[hibernate-issues] [Hibernate-JIRA] Commented: (ANN-571) Missing referencedColumnName in @JoinColumn doesn't cause an error

Brian Curnow (JIRA) noreply at atlassian.com
Tue Mar 13 10:56:09 EDT 2007


    [ http://opensource.atlassian.com/projects/hibernate/browse/ANN-571?page=comments#action_26450 ] 

Brian Curnow commented on ANN-571:
----------------------------------

Ok, I can do that. By "it should explicit the column names" do you mean that Hibernate Tools should add the referencedColumnName attribute?

If not, could you explain how to correctly setup Hibernate Annotations for a multi column join without using referencedColumnName?

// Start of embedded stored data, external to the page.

Issue #1275, opened 2026-08-14
Add a compact/horizontal variant to InfoGrid: two dashboard cards hand-roll _InfoGridTile because the shared block has no narrow form


AustinChangLinksys:
## Context

Raised by the `/code-review` Standards axis on #1230 (Track A of #1183), as a documented-standard breach that #1230 deliberately did not widen its scope to fix.

`constitution.md` Article XIV §14.5 Rule 2: *"Prefer shared components: before creating a new block pattern, check if `layout_blocks` already provides it."* Two dashboard cards now hand-roll the same block pattern, because the shared one has no compact form.

## What is duplicated

`_InfoGridTile` (`lib/page/_shared/components/layout_blocks/list_blocks.dart:201`) is `LayoutBlock` + `AppText.labelSmall(label.toUpperCase(), color: onSurfaceVariant)` + `AppGap.xs` + `AppText.labelMedium(value)`, at the block's default 12px padding, label above value.

- `_StackedMetrics` (`lib/page/firewall/cards/usp_firewall_overview_card.dart:285`) is that exact composition, differing only in **Row instead of Column** (label left, value right) and **8px instead of 12px padding**.
- `_SummaryTile` (`lib/page/local_network/cards/usp_ethernet_ports_card.dart:148`, from #1228) is the same shape again with a leading disc, and already carries a `compact` flag doing the same 12px → 8px trade.

Both cards arrived at it the same way: when the card is too narrow for tiles side by side, stack them full-width and buy vertical budget back by tightening the padding. The threshold constant (`_kSideBySideMinWidth` 352, `_kMetricsSideBySideMinWidth` 328) is per-card and stays per-card; the *tile* is not.

## Proposal

Add the compact/horizontal variant to the shared component rather than to a third card:

- `InfoGridItem` gains whatever the two call sites need that it does not have (a `leading`, and label/value orientation).
- `InfoGrid` (or `_InfoGridTile`) gains a `compact` flag with the same meaning it has in `_SummaryTile` — `BlockConstants.paddingSm` instead of `paddingMd`.
- The two cards drop their private tiles and pass `crossAxisCount: 1` + `compact: true` below their own thresholds.

`layout_blocks` is project-owned, so this is not an Article XV stop-and-ask: no ui_kit component is being reimplemented, only a project block being given the form its consumers already need.

## What must not change

The tightened padding and the two-line label are load-bearing, not cosmetic — both were derived from measurement and both are guarded:

[...]

PR #1277, opened 2026-08-14
fix(firewall): stack the rule metrics and guard the charts, clearing all 21 of firewall_overview's coordinates (#1230)

### LINKED ISSUE #1230: [T11] Fix firewall_overview own sites; document the fl_chart fallback (21 coordinates: 15 card-own + 6 fl_chart)

AustinChangLinksys:
Closes #1230. Part of #1183 (T11). Also bumps `ui_kit_library`/`generative_ui` **v2.34.5 → v2.34.11**, which fixes the `AppPieChart` bug this PR found upstream (privacyGUI-UI-kit#22) and lets the card-side workaround be deleted.

`firewall_overview` held 21 of the epic's coordinates: 15 card-own (`min|0`, 15 of 26 locales) and 6 fl_chart (`min|1`). All 21 are now fixed at the source and **both `firewall_overview` keys are deleted from `known_overflows.json`** — nothing is re-allowlisted. `minHeightRows` stays at 3 (AC 4), fl_chart is untouched (AC 6).

## What actually overflowed

At the narrowest realization the grid ever yields — a 191.375px card, **157.4px** of tab content in a **205px** viewport — `InfoGrid(crossAxisCount: 3)` gave each rule metric a 47.1px tile with **23.1px** of text. That is one character per line: `ru` took 8 lines to render one label, `es` 5. The grid stood 108px tall in `en` and up to **173px** in `ru`, against a viewport that also owes 20px to two gaps and 36px to the legend.

Which site reported depended on how tall the grid grew, and the two are mutually exclusive because `RenderFlex` skips an empty box:

- 8 locales (`ar el fr fr_CA pt pt_PT tr vi`) reported at the donut's `centerWidget`: the caption is 40px, the slot was 20-25px, overflow exactly `40 − slot` (+15px to +21px).
- 7 locales (`es es_AR fi id nb pl ru`) starved that slot to 0px, so the outer `Column` reported instead (+7px to +26px).

15 locales, 15 coordinates. On the Ports tab, `AppBarChart`'s vertical path passes fl_chart's default `reservedSize` for the bottom axis strip — 22px asked for whatever the chart's height is — so its own `Flex` overflowed by `22 − slot`: +5px at 17px slots (`da pl pt pt_PT sv`), +10px at `ru`'s 12px. 6 coordinates.

## The fix

Three call-site constants, all in `lib/page/firewall/cards/usp_firewall_overview_card.dart`:

| constant | value | what it does |
|---|---|---|
| `_kMetricsSideBySideMinWidth` | 328 | below it the three metrics stack into full-width rows instead of sitting three across |
| `_kDonutMinRingThickness` | 10 | the donut sizes its ring from the slot it is given, and draws nothing once that slot cannot hold this much ring |
| `_kProtocolChartMinHeight` | 70 | the protocol chart is not built at all in a slot this short |

**Stacking** (the 15): the same 157px card gives each label 111.4-127.6px on one line plus a second to wrap into, which holds every locale unbroken except `fi` (PALOMUURISÄÄNNÖT, 131.0px) and `nb` (BRANNMURREGLER, 118.6px) — single-word labels that wrap mid-word rather than clip mid-glyph, and no value of this threshold buys them an unbroken line (a 1440px desktop leaves the *grid* 130.0px for `fi`'s 131.0px word). That is #1240's compact-forms problem. 328 is bound by `es` at 73.8px; the threshold decides arrangement, not survival — both forms are overflow-safe, so getting it wrong costs a wrap, never a clip.

The stacked rows use `BlockConstants.paddingSm` (8px) rather than the block default 12px: measured, 12px re-overflows 6 locales (+3px `fi` to +7px `ru`) and starves the donut out even at the shipped height.

**Charts** (the 6): #1230's plan preferred suppressing the axis *labels*, and that lever does exist — `AppBarChart.xLabels` is nullable and the vertical path passes `showTitles: xLabels != null`, so `xLabels: null` drops the 22px strip and, measured, takes all 105 of this card's gate cases green with no height guard at all. It is not taken because of what it leaves on screen: the value axis keeps drawing, so at `ru`'s 12px slot its "2" and "0" labels overlap each other above two 8px pills. The only threshold that would admit the labelless chart where it reads (`en`, 37px) and reject it where it does not (`da`, 17px) sits between 37 and 40px — a knife edge between two shipped locales, where 70px leaves every locale 33px clear. The picture is dropped; the list above it keeps the information, and the donut's legend keeps naming every target and its count.

Both guards fire only at the 3-row minimum. At the 4 rows `HeightStrategy.strict(4)` actually gives this card, both pictures are drawn in all 26 locales at all three widths.

## Why there is a second test file

The #1183 gate cannot audit either half of this fix, and both are *removals*:

- Three tiles of one character per line **fit perfectly**. Shredded text is not overflow.
- Absent content never overflows, so the gate rewards deleting a chart exactly as much as fixing it. A threshold accidentally set above the card's shipped height would leave the gate green and the card empty, and nothing in `known_overflows.json` can express "the picture is still there at 4 rows".

So `test/page/dashboard/views/components/firewall_overview_readability_test.dart` (**74 tests**, tagged `dashboard-card` so it gates PRs) asserts on the rendered tree: the card was laid out in the app's own fonts and not the engine's block font, no metric label is broken mid-word in any of the 26 locales, the arrangement is stacked below the threshold and three-across above it, both pictures are present at the shipped height and absent at the minimum, the legend carries every target while the donut is suppressed, the content clears the footer, the ring is never drawn larger than its box, and no slice label is painted inside it.

AC 5 is a claim about the whole card, so the **Ports tab** is now swept for the same two failures even though none of the 21 coordinates were there — its rows fit at 191px, and fitting is not reading. That sweep found one thing that does not read, and the cause is outside this card (below).

Every assertion was run against a mutation of the code it guards, and every one fired:

| mutation | what failed |
|---|---|
| 1. `_kMetricsSideBySideMinWidth` 328 → 0 (the pre-#1230 card) | 33 |
| 2. `_kMetricsSideBySideMinWidth` 328 → 600 | 1 |
| 3. `_kProtocolChartMinHeight` 70 → 200 | 3 |
| 4. `_kDonutMinRingThickness` 10 → 60 | 6 |
| 5. `size: diameter` → the themed design diameter, ignoring the slot | 1 (@min only — 191px is the one width whose 157.4px slot is under the 160px this theme designs for) |
| 6. `showLabels: false` → `true` | 3 |
| 7. `_StackedMetrics` padding `sm` → block default | 12 |
| 8. stacked label `maxLines` 2 → 1 | 5 |
| 9. Ports heading `maxLines: 1` | 6 (`da pl pt pt_PT ru sv` — the locales whose heading wraps) |
| 10. the mapping on a full-width line of its own | 29 (overflow @min in all 26 locales, +11px to +36px) |
| 11. 10, plus the DMZ list dropped, plus `MapsToRow`'s source given its intrinsic width | 1 — the mapping-target ratchet, and nothing else |
| 12. ui_kit's font family renamed in `loadAppFonts` | 1 — the font identification, at 1.000 em per glyph |
| 13. the app's family registered against Noto's bytes | 1 — the same test's Noto net |
| 14. the `NotoSans` reference family renamed | 1 — the reference self-check |
| 15. the ui_kit font path broken | the whole file, at `setUpAll` |

Seven of the first eleven leave the #1183 gate green while the card loses a chart (3, 4), asks for a 160px donut in a 157.4px slot (5), prints a clipped slice label into a 20px ring (6), or clips text mid-glyph (8, 9). Only 1, 7 and 10 report an overflow, and 1 is simply the pre-#1230 card. 12-15 are a different kind: they do not break the card, they break the *measuring instrument* — see below.

Mutation 6 is worth naming: the previous revision of this file claimed an "exactly 2 texts" assertion guarded `showLabels: false`, and it did not — fl_chart paints slice labels onto its canvas, not as `Text` widgets, so flipping the flag fired nothing. The suite now reads each `PieChartSectionData.title` and requires it empty, which is what actually guards it. Overflow itself stays the gate's job, with one exception carried in this file's `pumpAt`: the gate pumps `minHeightRows` only, so the shipped height — the only one where the donut's caption and the axis strip are built at all — would otherwise be measured by nothing.

## The upstream bug this PR found is now fixed

`AppPieChart` took the section radius from the call site but the centre-hole radius from the theme, so the drawn diameter was `2 × (centre + ring)` and did not follow the `size` box. The old `size: 160` with the default 40px ring drew a **200px** donut into a 160px box and the card surface clipped 20px off every side — measured, the painted extent was 200px at every `size` from 120 to 300.

Filed as **linksys/privacyGUI-UI-kit#22**, fixed in **v2.34.11**, and this PR takes the bump: both radii are now derived from the box. **The card-side workaround is deleted** — `sectionRadius:` is gone from the call, along with the arithmetic that computed it. The four other `AppPieChart` call sites in this app are fixed by the bump alone, with no change of their own.

What remains at the call site is a *themed floor*, not a workaround. `_TargetDonut` reads `ChartStyle.pieCenterRadius` inside its `LayoutBuilder` (flat 60.0, neumorphic 65.0, pixel and brutal 50.0), sizes the box to `min(box, 2 × (centreRadius + 20))`, and returns `SizedBox.shrink()` below `2 × (centreRadius + 10)` so no theme's centre radius can invert the ring-thickness floor. Measured under v2.34.11:

| card width | drawn box | hole | ring |
|---|---|---|---|
| 191px (the 3-row minimum) | 153.0px | 57.4px | 19.1px |
| 288px | 160.0px | 60.0px | 20.0px |
| 512px | 160.0px | 60.0px | 20.0px |

Note *which* radius v2.34.11 shrinks: the hole, not the ring. At 191px the caption's half-diagonal is 32.0px against a 57.4px hole — 25.4px clear — so the drawn-vs-box assertion still has something to fail on, and does (mutation 5 below).

The bump changed three unrelated dashboard goldens for the better (`card_traffic_analysis`'s y-axis labels stopped wrapping, `card_wifi_status`'s access-point names stopped wrapping and its channel value joined the value column, `card_device_analytics`'s donut lost its 20px clip). Baselines are gitignored, so nothing is committed; regenerated locally and green. The whole `--tags golden` suite is `+73 -284` both before and after the bump — the bump adds no golden failure. Those 284 are stale local baselines in the whole-suite harness, unrelated to this branch.

## The measurements are now proven to be real-font measurements

Every assertion in this file is a claim about pixels, and nothing in it checked that the pixels came from NeueHaas rather than the test engine's block font — under which every glyph is one square em, so what fits and what ellipsizes is fiction that stays internally consistent and green. Two holes, both closed and both mutation-verified:

- **`loadAppFonts` threw nothing when a font file was missing** — it skipped silently, on the rationale that "CI without the ui_kit checkout" should still run. That is not a state worth running in, and it is not a real one either: `ui_kit_library` is a pub dependency and the five Noto files are committed under `test/fonts/`. What *is* real is a ui_kit ref bump moving the pub-cache path, which is exactly the failure that must be loud. It now collects the missing paths and throws at `setUpAll`. Icon fonts stay tolerant — advances in an icon font are one em by definition, so a missing one costs a tofu box, not a wrong measurement. This helper is shared with the golden pipeline and five other readability suites; all were re-run.

- **A new first test identifies the typeface the card was actually laid out in**, on the pure-ASCII mapping target (for Cyrillic, Arabic, Thai and CJK the app falls back to Noto *by design*, and one em per ideograph is what CJK legitimately measures, so the check would be backwards there). Three assertions, because renaming the family registration produces three different lies:

  | what breaks | what it measures | which net catches it |
  |---|---|---|
  | family unresolvable, no `fontFamilyFallback` on the style | block font: `192.168.1.101:80` at **192.0px** = 12.0 × 16 chars, and 1.000-1.045 em per glyph across the whole tab | width must be under 0.9 em per glyph (the real font is at **0.43** — 83.3px) |
  | family unresolvable, a fallback list present (`lib/app.dart` supplies one for CJK) | Noto: **95.2px**, a real proportional font, plausible enough to slip past a ratio check | width must differ from what Noto measures the same string at |
  | the Noto reference itself did not load | the reference is one em per glyph, so it identifies nothing | the reference is range-checked before it is used |

  The first net is the one a naive version of this test got wrong: an *exact* one-em signature was written first, and measurement showed the substitute block font sits at 1.000-1.045 em, so half the strings on the tab slipped through. Hence a ratio.

  It pumps through the probe rather than this file's `pumpAt`, dropping the overflow incidents: a wrong typeface reflows the card, so `pumpAt` would fail on the overflow first and hide the identification — the one failure that says *why*. Overflow at that coordinate is asserted by the tests below it.

## Follow-ups left open, not silently dropped

- **#1275** — `_StackedMetrics` is `_InfoGridTile` in a `Row` at 8px padding, a shape `layout_blocks` has no variant for, and `usp_ethernet_ports_card.dart`'s `_SummaryTile` is the same shape a third time. The ticket carries the measurements a shared compact variant must preserve.
- **#1286 (`MapsToRow`'s even split)** — the Ports-tab sweep found the one thing a 191px card cannot show whole, and it is not this card's doing. `MapsToRow` (`lib/page/_shared/components/layout_blocks/row_blocks.dart:148`) wraps both halves in equal-flex `Flexible`s, so `RenderFlex` splits the pair evenly and the shorter child's unused share is **not** redistributed: the target gets exactly half — **38.5px** — for 82.3-103.7px of `IP:port`, however short the source is (measured: a 30.7px source still leaves the target 38.5px of a 77px pair). Its own docstring claims the opposite, that the target is the part that ellipsizes "since the source is short and bounded while the target is not". Showing it whole needs 227.4px in a 191px card.

  Both card-side fixes were measured and are insufficient: putting the mapping on its own full-width line costs the +20px per rule that AC 4 forbids and overflows all 26 locales by +11px to +36px (mutation 10); dropping the DMZ list on top of that clears the overflow but leaves the target at 68.7px, still short. Only fixing the split itself works (mutation 11) — and that file is shared with seven other call sites (statistics, port-forwarding cards and tabs, the AI registry), so it is not a change this single-card PR can justify. The last test in the file is a **ratchet**: it asserts the source is never ellipsized and the target *is*, and tells whoever fixes `row_blocks.dart` to delete it. Filed as **#1286**, with the three options costed. The cleanest (one `InlineSpan` run instead of two `Flexible`s) has its mechanism in ui_kit already — `AppStyledText` is a `RichText` that takes `maxLines`/`overflow` — but it emits only `TextSpan`s from a fixed tag vocabulary (so the arrow, which must come from the icon font because U+2192 has no glyph in the app's font set, cannot sit inside the run), takes no size or colour, and skips `AppText`'s per-locale fallback injection. The upstream ask was filed as **linksys/privacyGUI-UI-kit#23** (`AppText.rich(List<InlineSpan>)`, reusing `AppText`'s existing variant/colour/locale-fallback resolution) and **landed in v2.35.0 while this PR was open**, closing all three gaps — spans take a `WidgetSpan`'d arrow, the rich path carries `variant`/`color`, and the locale fallback is the same merge. #1286's recommendation is updated to that fix rather than the layout-side one.

  **This PR deliberately stays at v2.34.11.** v2.35.1 also takes privacyGUI-UI-kit#24, which makes `AppStyledText` apply the locale fallback: inert upstream (ui_kit injects no resolver) but not here, since this app installs one — so the three `AppStyledText` call sites move their non-Latin rendering to the bundled subset and the `remote_assistance` CJK baselines shift. That is the movement #1285 already owns, so the bump belongs with it in one PR. Verified inert for *this* PR's numbers first rather than assumed: at v2.35.1 this file's 74 tests and the gate's 1644 are green with no measurement moved, and the rewrite of `AppTextVariantX.resolve` behind it is a no-op in this app for the two reasons recorded on #1285.

- **#1285** — building the font guard above turned up a production defect this PR does not touch: `lib/app.dart:185` hands `ThemeData.textTheme.apply()` an already package-prefixed fallback family, and because ui_kit's text styles carry `package: 'ui_kit_library'` the `fontFamilyFallback` getter prefixes it a second time — `packages/ui_kit_library/packages/ui_kit_library/NotoSansTC`, which matches nothing registered. Measured, not inferred. So in every non-Latin locale the bundled subset never draws raw `Text`; the engine falls through to the system font, which is why it has never looked broken. Three test harnesses copy the same line, including `dashboard_card_probe.dart:326` behind this gate, so the fix will move CJK baselines and wants its own PR. Dates from `5beff305`, not from this branch.

- **#1238** — three helpers in the new test (`pumpAt`, `desktopCase`, `loadAppFonts` setup) duplicate what a sibling readability test will need; the extraction plan is noted on that issue.

## Verification

- **`./tool/run_overflow_test.sh`** (the #1183 gate): **1644 pass**, exit 0
- **`./run_tests.sh`** (full functional suite): **5525 pass**, exit 0
- this file: **74 pass**; firewall provider/service tests: **42 pass**
- every other `loadAppFonts` caller, re-run after making it throw (6 readability suites + the shared row/info-row tests + the 1899-test overflow file): all pass. Golden pipeline: no loader error, tally unchanged.
- dashboard card goldens (`test/golden_test/page/dashboard/cards/localizations/`, 33 tests): regenerated for the bump and green. Baselines are gitignored, so nothing is committed. Note the harness's 500×400 box is 128px shorter than this card's shipped 528px, so the donut is suppressed in that golden by design — the 26-locale × 3-width sweep confirms it is drawn at 153.0-160.0px at the height the dashboard actually gives the card.
- whole `--tags golden` suite: `+73 -284` **both** at v2.34.5 and at v2.34.11, same failing set — the bump introduces no golden failure; those 284 are pre-existing stale local baselines in the whole-suite harness.
- `dart format` clean, `flutter analyze` on both changed files: no issues.

## AC checklist

- [x] **AC1** both own sites clean at the narrowest realization, 26 locales, both tabs
- [x] **AC2** the 15 `firewall_overview|min|0` coordinates removed and the gate passes
- [x] **AC3** the 6 fl_chart coordinates closed by call-site constraint, not allowlisted
- [x] **AC4** resolved by constraining width-driven content; `minHeightRows` still 3
- [x] **AC5** legible at 191px, not merely overflow-free — guarded by 74 tree assertions across both tabs, the first of which proves the other 73 measured the app's own fonts. One exception, documented and ratcheted rather than hidden: the port-forwarding mapping target ellipsizes, because `MapsToRow` splits its row evenly (see follow-ups).
- [x] **AC6** fl_chart not forked, patched, or vendored

### DIFF
--- a/doc/dashboard/dashboard_density_design.md
+++ b/doc/dashboard/dashboard_density_design.md
@@ -1,6 +1,6 @@
 # Dashboard Card Density — Design Decisions
 
-**Last Updated: 2026-08-13** · Follow-up to #1183 · Status: **agreed; tickets #1225–#1240 published; #1225 + #1226 + #1233 + #1227 + #1228 + #1229 implemented (not yet merged), rest not started. Allowlist 560 → 181.**
+**Last Updated: 2026-08-14** · Follow-up to #1183 · Status: **agreed; tickets #1225–#1240 published; Track A implemented through #1230 (#1225, #1226, #1233, #1227, #1228, #1229, #1266, #1234, #1236, #1237, #1235, #1247, #1230 — not all merged), #1238 remaining; Track B not started. Allowlist 560 → 27.**
 
 ## Purpose
 
@@ -933,7 +933,8 @@ in one step when the gauge row followed:
 | Gauge centre | `network_health:150` | 3→0 |
 
 The ratchet now stands at **48 coordinates**, all owned by #1230 (21,
-`firewall_overview`) and #1238 (27, `connected_devices`).
+`firewall_overview`) and #1238 (27, `connected_devices`). #1230 has since cleared
+its 21 (§2.11a), leaving **27**.
 
 That 48 replaces the 94 these four tickets left behind. The 46 that went were not
 removed by any of them — they were dead exemptions, and the credit belongs to
@@ -1118,6 +1119,94 @@ the axis labels above. **Not yet measured** — unlike the four shapes, this one
 no double-factor decomposition behind it, and that measurement is #1230's first
 step.
 
+Measured since, and both guessed levers were wrong: the declared height stayed at
+3 rows and the caption goes only because the whole donut does. The cause is a
+width one. See **§2.11a**.
+
+### 2.11a What the two height sites taught us (#1230 — implemented)
+
+All **21** cleared, not the 15 §2.11 scoped: fl_chart's 6 went with them, from the
+call site, with the package untouched. `minHeightRows` stays 3. Five things only
+showed up in the measurement.
+
+1. **Both bottom overflows had a *width* cause, and neither of §2.11's guessed
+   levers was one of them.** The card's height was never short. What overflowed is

> Missing referencedColumnName in @JoinColumn doesn't cause an error
> ------------------------------------------------------------------
>
>          Key: ANN-571
>          URL: http://opensource.atlassian.com/projects/hibernate/browse/ANN-571
>      Project: Hibernate Annotations
>         Type: Bug

>     Versions: 3.2.1
>  Environment: Hibernate 3.3.2, Oracle 9.2 (JDBC Thin XA driver version 10.2.0.2.0)
> Running in WebLogic Server 9.2 MP1 on Solaris 8 and JDK 1.5.0_10
>     Reporter: Brian Curnow

>
>
> According to the JPA specification (p. 169) if there are multiple @JoinColumn annotations specified within an @JoinColumns annotation then both name and referencedColumnName attributes must be used: 
> "If there is more than one join column, a JoinColumn annotation must be specified for each join column
> using the JoinColumns annotation. Both the name and the referencedColumnName elements
> must be specified in each such JoinColumn annotation."
> Right now, if I leave off the referencedColumnName everything appears to work but I get some random SQL. For instance, say I have two tables TABLE1 and TABLE2 and they are joined on the columns ID and TYPE, sometimes I get the right join condition:
> TABLE1.ID = TABLE2.ID AND TABLE1.TYPE = TABLE2.TYPE
> but sometimes I get:
> TABLE1.ID = TABLE2.TYPE AND TABLE1.TYPE = TABLE2.ID
> Adding the referencedColumnName makes that issue go away.
> Since the spec says that those two attributes are required there really should be a runtime check for that which, at the very least, puts a warning in the log. I'd prefer a RuntimeException so you can't accidentally violate the spec.